Figure 6 Nano-feature of RGDV-gemcitabine. (A) Nano-feature of the powders lyophilized from a solution of RGDV-gemcitabine in ultrapure water (pH 6.7, 0.01 μM) imaged with SEM; (B) nano-feature of RGDV-gemcitabine in ultrapure water (pH 6.7, 0.01 μM) imaged with TEM; (C) nano-feature of RGDV-gemcitabine in ultrapure water (pH 6.7, 0.01 μM) imaged with AFM (C); (D) nano-feature of mouse serum imaged with AFM; (E) nano-feature of RGDV-gemcitabine in mouse serum (0.01 μM) imaged with AFM.Abbreviations: SEM, scanning electron microscopy; TEM, transmission electron microscopy; AFM, atomic force microscopy; RGDV-gemcitabine, 4-(Arg-Gly-Asp-Val-amino)-1-[3,3-difluoro-4-hydroxy-5-(hydroxylmethyl)oxo- lan-2-yl]pyrimidin-2-one.

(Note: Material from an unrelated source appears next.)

PR #136, opened 2024-01-15
[BACK-2693] Enforce patient count limit

darinkrauss:
- Implement patient count APIs
- Implement patient count settings APIs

Mesoscale simulation predicted composition of nano-particle

To predict the composition of the nanoparticle of RGDV-gemcitabine, a simulation was performed by using the mesoscale simulation software. Figure 7 shows the course of mesoscale simulation. First, the optimized structure of RGDV-gemcitabine is converted to a coarse grain model of 3 connected spherical beads. Second, in a cubic box of 200×200×200 Å3, this coarse grain model is randomly distributed with a density of 0.15 g/cm3. Finally, a 15,000 ps simulation is performed on this system at 298 K using NVT ensemble, and 87 trimers could construct a nano-particle of 35 nm in diameter. This means that mesoscale simulation could be generally used to estimate the molecular number of an optional nano-particle of RGDV-gemcitabine.

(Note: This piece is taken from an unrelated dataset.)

PR #144, opened 2024-04-15
BACK-2957 PROD-85 Evaluate a clinic merge and generate report

toddkazakov:


clinics/merge/cluster.go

Figure 7 Mesoscale simulation course of RGDV-gemcitabine forming a sized particle.Abbreviations: RGDV-gemcitabine, 4-(Arg-Gly-Asp-Val-amino)-1-[3,3-difluoro-4-hydroxy-5-(hydroxylmethyl)oxo-lan-2-yl]pyrimidin-2-one.

Activities

RGDV-gemcitabine inhibits the proliferation of cancer cells

The in vitro anti-tumor activity was reflected with IC50 of RGDV-gemcitabine inhibiting the proliferation of cancer cells. Figure 8A shows that the IC50 values of gemcitabine and RGDV-gemcitabine inhibiting the proliferation of MCF-7, HCT-8, A549, 95D and HepG2 cells have no significant difference. This means that Arg-Gly-Asp-Val modification does not change the in vitro anti-tumor activity of gemcitabine.

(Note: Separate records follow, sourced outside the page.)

PR #146, opened 2024-04-23
[BACK-3010] Allow adding service accounts to clinic workspaces

toddkazakov:
Adds an endpoint which creates a clinician with a role `CLINIC_MEMBER` given `client_id` and `client_secret` of a client which supports the client credentials grant. This way, partner organizations can programatically access clinic workspaces easier. The current approach was to ask clinic admins to manually register and add a clinician account and obtain access/refresh tokens using the password credentials which is not suitable for this flow.

The client credentials grant is more appropriate, because it allows acting on behalf of the client. In Keycloak, this is achieved by using service accounts - user account without an email/password. 

The clinic service authenticates with the credentials provided in the request to obtain the user id of the service account from the returned `id_token`.


auth/serviceaccount.go
```diff
@@ -0,0 +1,60 @@
...
+
+type ServiceAccount struct {
+	UserId string
+}
+
+type ServiceAccountAuthenticator struct {
+	TokenEndpoint string `envconfig:"TIDEPOOL_AUTH_SERVICE_TOKEN_ENDPOINT"`
+}
+
+func NewServiceAccountAuthenticator() (*ServiceAccountAuthenticator, error) {
```
ewollesen, line 19: Have you considered pulling envconfig out of this function? It would be easier to test, and for other things to use, if the arguments it needed were passed to it, as opposed to needing to be mocked via envconfig.

As a reader of the code, I'd prefer not to have to know anything about envconfig in order to know how the properties of ServiceAccountAuthenticator are being established.

client/mock.go
ewollesen, line 1: I know that files ending in _test.go aren't included in final binaries... Would this file be removed due to tree-shaking or something?

Not a big deal, and I'm mostly just curious, but if we don't need to ship files like this, then they can't come back to haunt us, and if it makes the binary smaller, even better.

Maybe an interesting experiment to compare the resulting binary sizes with this as is, versus renaming this file to mock_test.go or something.

clinicians/clinicians.go
```diff
@@ -14,7 +14,8 @@ var (
 	ErrNotFound  = fmt.Errorf("clinician %w", errors.NotFound)
 	ErrDuplicate = fmt.Errorf("%w: clinician is already a member of the clinic", errors.Duplicate)
 
-	ClinicAdmin = "CLINIC_ADMIN"
+	ClinicAdmin  = "CLINIC_ADMIN"
```
ewollesen, line 17: Not a big deal, but I'm curious as to why these aren't constants?

integration/integration_suite_test.go
```diff
@@ -1,16 +1,90 @@
...
+func setupEnvironment() {
+	dbTest.SetupDatabase()
+
+	authStub = integrationTest.AuthStub()
+	seagullStub = integrationTest.SeagullStub()
+	shorelineStub = integrationTest.ShorelineStub()
+	xealthStub = xealthTest.ServerStub()
+	keycloakStub := integrationTest.KeycloakStub()
+
+	Expect(os.Setenv("LOG_LEVEL", "error")).To(Succeed())
```
ewollesen, line 45: I suspect you'd be better off using [testing.T.Setenv](https://cs.opensource.google/go/go/+/refs/tags/go1.21.1:src/testing/testing.go;l=1421) here..?

I don't know if ginkgo supports it via GinkgoT() or not though..?

But it's useful because it handles cleanup of the variables after the test for you.

integration/integration_suite_test.go
```diff
@@ -1,16 +1,90 @@
...
+	go func() {
+		_ = app.Start(context.Background())
+	}()
+
+	wg.Wait()
+}
+
+func teardownEnvironment() {
+	dbTest.TeardownDatabase()
+	os.Clearenv()
```
ewollesen, line 83: This is a footgun that could easily come back to bite you, and could affect other tests (that's kinda an indication that other tests are poorly written, but still). Ask me about the time I found out a system I was working on had a caching layer for env variable lookups (no really!)

I don't think it's terribly strange that a test should be able to expect basic env vars to exist, like $HOME and $USER.

integration/test/stubs.go
```diff
@@ -124,3 +133,52 @@ func AuthStub() *httptest.Server {
...
 	}))
 }
+
+func KeycloakStub() *httptest.Server {
+	return httptest.NewServer(http.HandlerFunc(func(w http.ResponseWriter, r *http.Request) {
+		var resp []byte
+		if r.Method == http.MethodPost && r.RequestURI == "/realms/integration-test/protocol/openid-connect/token" {
+			if err := r.ParseForm(); err != nil {
+				w.WriteHeader(http.StatusNotImplemented)
+			} else {
```
ewollesen, line 143: if you return after the status not implemented, you can dedent the rest of this, and make the logic a little easier to read.

spec/clinic.v1.yaml
```diff
@@ -1812,6 +1812,25 @@ paths:
...
       x-internal: true
     parameters: []
+  '/v1/clinics/{clinicId}/service_accounts':
+    parameters:
+      - $ref: '#/components/parameters/clinicId'
+    post:
+      summary: Add Service Account
+      operationId: AddServiceAccount
+      responses:
+        '200':
```
ewollesen, line 1822: I don't think 200 is the only possible response..?

...or is this a generated file? I wonder because of all the stoplight ids.

spec/clinic.v1.yaml
```diff
@@ -4164,6 +4183,31 @@ components:
           minLength: 1
         tags:
           $ref: '#/components/schemas/PatientTagIds'
+    AddServiceAccount:
```
ewollesen, line 4186: I don't know how much we care, but is required a better flag here than minLength 1? I guess it doesn't matter as we're not specifying any details at all really anyway.

store/test/database.go
```diff
@@ -15,7 +15,7 @@ import (
 )
 
 const (
-	mongoTimeout = time.Second * 5
+	mongoTimeout = time.Second * 15
```
ewollesen, line 18: Were you seeing timeouts? Do we have any metrics on that (i.e. how often and what calls were timing out?)

ewollesen (dismissed):
Nothing blocking, just a few comments.

The stubs (for keycloak and other services) feel like they're going to get out of hand with spaghetti logic. 

Certainly we want to keep them simple and flexible, but there's got to be a better way we can come up with?

*Update*: Yeah, that's right, go 1.22 added enhanced pattern matching:

https://pkg.go.dev/net/http#hdr-Patterns

Which could probably be used to good effect in the stubs.

auth/serviceaccount.go
toddkazakov: The purpose of this function is to instantiate the struct with the configuration from the env. If you want to instantiate it without knowing anything about envconfig you can always do:
```golang
authenticator := &ServiceAccountAuthenticator{
  TokenEndpoint: "https://...."
}
```

clinicians/clinicians.go
toddkazakov: Good catch

spec/clinic.v1.yaml
toddkazakov: It is required at the moment and must not be empty.

store/test/database.go
toddkazakov: The teardown was timing out. I've seen it happen few times locally, but never in CI.

spec/clinic.v1.yaml
toddkazakov: This is not a generated file, but it was edited with the Stoplight editor. 200 is the only valid response and given this is for internal use only (will be called from ORCA or manually using CURL) I think it's good enough. Does documenting 401 or 500 provide any benefit?

integration/integration_suite_test.go
toddkazakov: TIL this exists, thanks!

integration/integration_suite_test.go
toddkazakov: `GinkgoT().SetEnv` handles the cleanup now, so this code is removed. Thanks!

integration/test/stubs.go
toddkazakov: Is the call to `w.Write()` not needed? I believe it is.

toddkazakov:
>The stubs (for keycloak and other services) feel like they're going to get out of hand with spaghetti logic.

Valid critique, but probably out of scope. There's may be an elegant way to use the builder pattern to simplify how stubbed requests are handled but there is some fine balance between adding fast and easy stubbed out responses vs reimplementing the dependency in-memory. 

@ewollesen Ready for final review

auth/serviceaccount.go
ewollesen: True. I still think it's a strange constructor, and not at all what I would expect. I'd expect a `New` to do a basic construction without envconfig, and a `NewFromEnvconfig` to do what you've done here. But since there's no other real initialization of maps or channels going on, this is fine.

integration/integration_suite_test.go
ewollesen: > TIL this exists, thanks!

It's not super old (go 1.17).

spec/clinic.v1.yaml
ewollesen: > Does documenting 401 or 500 provide any benefit?
Not really, but it's done in most of the API endpoints' documentation, so I thought it was something the team did.

spec/clinic.v1.yaml
ewollesen: Are you telling me that something that's required can be empty? Seems weird to me. But yeah, I just double checked the docs, and they make no mention of it not being possible to send an empty string when a property is marked required. Seems weird, but there you go.

auth/serviceaccount.go
```diff
@@ -0,0 +1,60 @@
...
+	s := &ServiceAccountAuthenticator{}
+	err := envconfig.Process("", s)
+	return s, err
+}
+
+func (s *ServiceAccountAuthenticator) GetServiceAccount(ctx context.Context, clientId, clientSecret string) (*ServiceAccount, error) {
```
ewollesen, line 25: This function has no test coverage.

Given what it does, I don't think a test is necessary. Maybe the next time you're changing this code, consider throwing this a test that checks that the returned ServiceAccount's UserId isn't blank (that's really about the only logic in here).

The test coverage of authentication.go is also 0, and that seems bad, but out of scope for this PR.

integration/test/stubs.go
ewollesen: It's only needed if there's a response body, and in this case, I don't believe there is.

integration/xealth_test.go
```diff
@@ -667,6 +604,10 @@ func asServer(req *http.Request) {
 	req.Header.Set("x-tidepool-session-token", integrationTest.TestServerToken)
 }
 
+func asServiceAccount(req *http.Request) {
+	req.Header.Set("x-tidepool-session-token", integrationTest.TestServiceAccountToken)
```
ewollesen, line 608: x-tidepool-session-token exists as both a var and a const in the auth package:

auth/authentication.go:18
auth/authorizer.go:23

It'd probably be best to settle on one usage (an exported const would be my preference).

That said, this code is accurate and working, so not a blocker.

ewollesen (approved):
No blockers, just food for thought.

integration/xealth_test.go
toddkazakov: An export const won't catch an accidental change of the header key. If we had an exported const in the auth package e.g. `TidepoolSessionTokenKey` and we had both the implementation and tests use the value, we could set the value to an arbitrary string (e.g. `x-session-token`) and tests would still pass. However, this will be a breaking change because existing clients use `x-tidepool-session-token`.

RGDV-gemcitabine dose-dependently inhibits tumor growth

The in vivo anti-tumor assay was performed on S180 tumor-bearing mouse model. During the 12 days, the mice were orally given gemcitabine (84 μmol/kg/day) or RGDV-gemcitabine (0.084 μmol/kg/day, 0.84 μmol/kg/day and 8.4 μmol/kg/day) every 3 days. Figure 8B shows that RGDV-gemcitabine dose-dependently inhibits the tumor growth, the minimal effective dose is 0.84 μmol/kg/day and the tumor weight of S180 mice treated with 8.4 μmol/kg/day of RGDV-gemcitabine is equal to that of the mice treated with 84 μmol/kg/day of gemcitabine. This means that Arg-Gly-Asp-Val modification results in the in vivo activity of gemcitabine having 10-fold increase.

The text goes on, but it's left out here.